START Task inputs

PR #166, opened 2026-07-03
overlay: opt-in build-time preprocessing of overlay files

mobileoverlord:
## Summary

Adds opt-in `{{ … }}` preprocessing of overlay file *contents* at build time,
so values (e.g. a secret such as an API/claim token) can be templated into
overlay files without mutating the working tree.

## Usage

END Task inputs

__What you have to do__: Scan the records above for the word "overlay" and return every line where it occurs.

__Result__:
overlay: opt-in build-time preprocessing of overlay files
Adds opt-in `{{ … }}` preprocessing of overlay file *contents* at build time,
overlay files without mutating the working tree.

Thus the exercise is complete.